Halaman

Jumat, 22 November 2019

tepuk jidat tanda punya otak


tepuk jidat tanda punya otak

Doeloe ada fakta ‘garuk-garuk kepala walau tak gatal’. Kejadian yang terjadi sebenarnya terus berkembang. Bahasa tubuh bagian dari pantomim, kialan. Kontradiksi dengan jurus gebuk di tempat, rembuk kalau sempat. Korban jiwa tak ada artinya.

Bahasa tubuh, bisa isyarat. Pratanda internal tubuh sedang bermasalah. Tepuk jidat tanda punya kening, atau punya akal. Telunjuk tangan disilangkan di kening, tanda lawan bicara, pembaca sms ini, sakit jiwa. Miring otaknya. Ke kanan atau ke kiri, tergantung otak kanan atau otak kiri yang dominan. Garuk-garuk kepala yang tak gatal. Panas dalam, suhu tubuh, darah dingin tiap saat berubah tanpa terdeteksi. Alarm tubuh sinyal stabilitas jiwa-raga. Mantapkan.

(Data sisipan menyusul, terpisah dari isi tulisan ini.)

PR #676, opened 2020-04-22
fix: Check org members, not just collabs, for approve rights

### LINKED ISSUE #675: OWNERS not being read properly for some users
I'm really not sure what's causing this yet, but Gareth and I can approve things in a number of repos but no one else can. I think this is a concurrency issue but am not sure yet.

abayer:
fixes #675

### DIFF
--- a/pkg/scmprovider/client.go
+++ b/pkg/scmprovider/client.go
@@ -47,6 +47,7 @@ type SCMClient interface {
 	// Functions implemented in organizations.go
 	ListTeams(string) ([]*scm.Team, error)
 	ListTeamMembers(int, string) ([]*scm.TeamMember, error)
+	ListOrgMembers(string) ([]*scm.TeamMember, error)
 
 	// Functions implemented in pull_requests.go
 	GetPullRequest(string, string, int) (*scm.PullRequest, error)
--- a/pkg/webhook/webhook.go
+++ b/pkg/webhook/webhook.go
@@ -2,7 +2,6 @@ package webhook
 
 import (
 	"fmt"
-	"io/ioutil"
 	"net/http"
 	"os"
 	"os/signal"
@@ -61,7 +60,7 @@ type Options struct {
 	botName          string
 	gitServerURL     string
 	configMapWatcher *watcher.ConfigMapWatcher
-	localGitDir      string
+	gitClient        git.Client
 }
 
 // NewCmdWebhook creates the command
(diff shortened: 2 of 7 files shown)


pkg/webhook/webhook.go
```diff
@@ -120,10 +119,18 @@ func (o *Options) Run() error {
...
 	}
 
-	o.localGitDir, err = ioutil.TempDir("", "git")
+	gitClient, err := git.NewClient(o.gitServerURL, o.gitKind())
 	if err != nil {
-		return errors.Wrapf(err, "failed to create git temp directory")
+		logrus.WithError(err).Fatal("Error getting git client.")
 	}
+	defer func() {
+		err := gitClient.Clean()
```
hferentschik, line 127: I guess I am a bit surprised to see a `Clean` here. What does a git client have to clean up?
Also, this is a controller, right and we are in the `Run` method, so this defer will execute when the whole controller dies. So is this just a cleanup to do things "right" or does this really try to fix anything and if so what?

hferentschik: Lighthouse is really too much of a black box for me atm. I will get a checkout and start poking around a bit. Then I will be able to give better feedback.

pkg/scmprovider/client.go
```diff
@@ -47,6 +47,7 @@ type SCMClient interface {
 	// Functions implemented in organizations.go
 	ListTeams(string) ([]*scm.Team, error)
 	ListTeamMembers(int, string) ([]*scm.TeamMember, error)
+	ListOrgMembers(string) ([]*scm.TeamMember, error)
```
hferentschik, line 50: Not related, but the one function which sticks our is `DeleteStateComments`. Where is this coming from? I would have loved to see `StaleComments` and `DeleteComments`. But that's besides the point for this PR.

pkg/webhook/webhook.go
abayer: So fwiw, the "git client" here needs to clean up because it mainly just does clones of repos to check their `OWNERS` files, so in theory when the process dies it should nuke the temp dir. The problem that this change is fixing is that we were doing that wayyyyyyy too much, in fact. So yeah, here, now that I've made it more like Prow behavior (just initing the git client once, not initing it each time we process a webhook), the cleanup should just be "doing things right".

pkg/scmprovider/client.go
abayer: https://github.com/jenkins-x/lighthouse/blob/master/pkg/scmprovider/issues.go#L126 fwiw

Di panggung wayang atau kehidupan manusia zaman pasca wayang, seolah memang ada skenario besar tapi olahan manusia. Yang mana dimana, jelas menentukan siapa akan jadi apa. Siapa akan memerankan apa. Kapan tampil dan berapa lama. Betara Guru atau danyang yang menguasai ndonyo, seolah tersingkirkan secara perlahan dan pasti. Pensiun dini. Di pihak beda pilihan, banyak dedemit yang dikarbit menjadi jadi-jadian. Namanya politik.

Awal  reformasi untuk menjaga wibawa penguasa agar tak cepat basi, ambil  langkah politis dengan menerbitkan Instruksi Presiden Nomor 26 Tahun 1998 tentang Penghentian Penggunaan Istilah Pribumi dan Non-Pribumi.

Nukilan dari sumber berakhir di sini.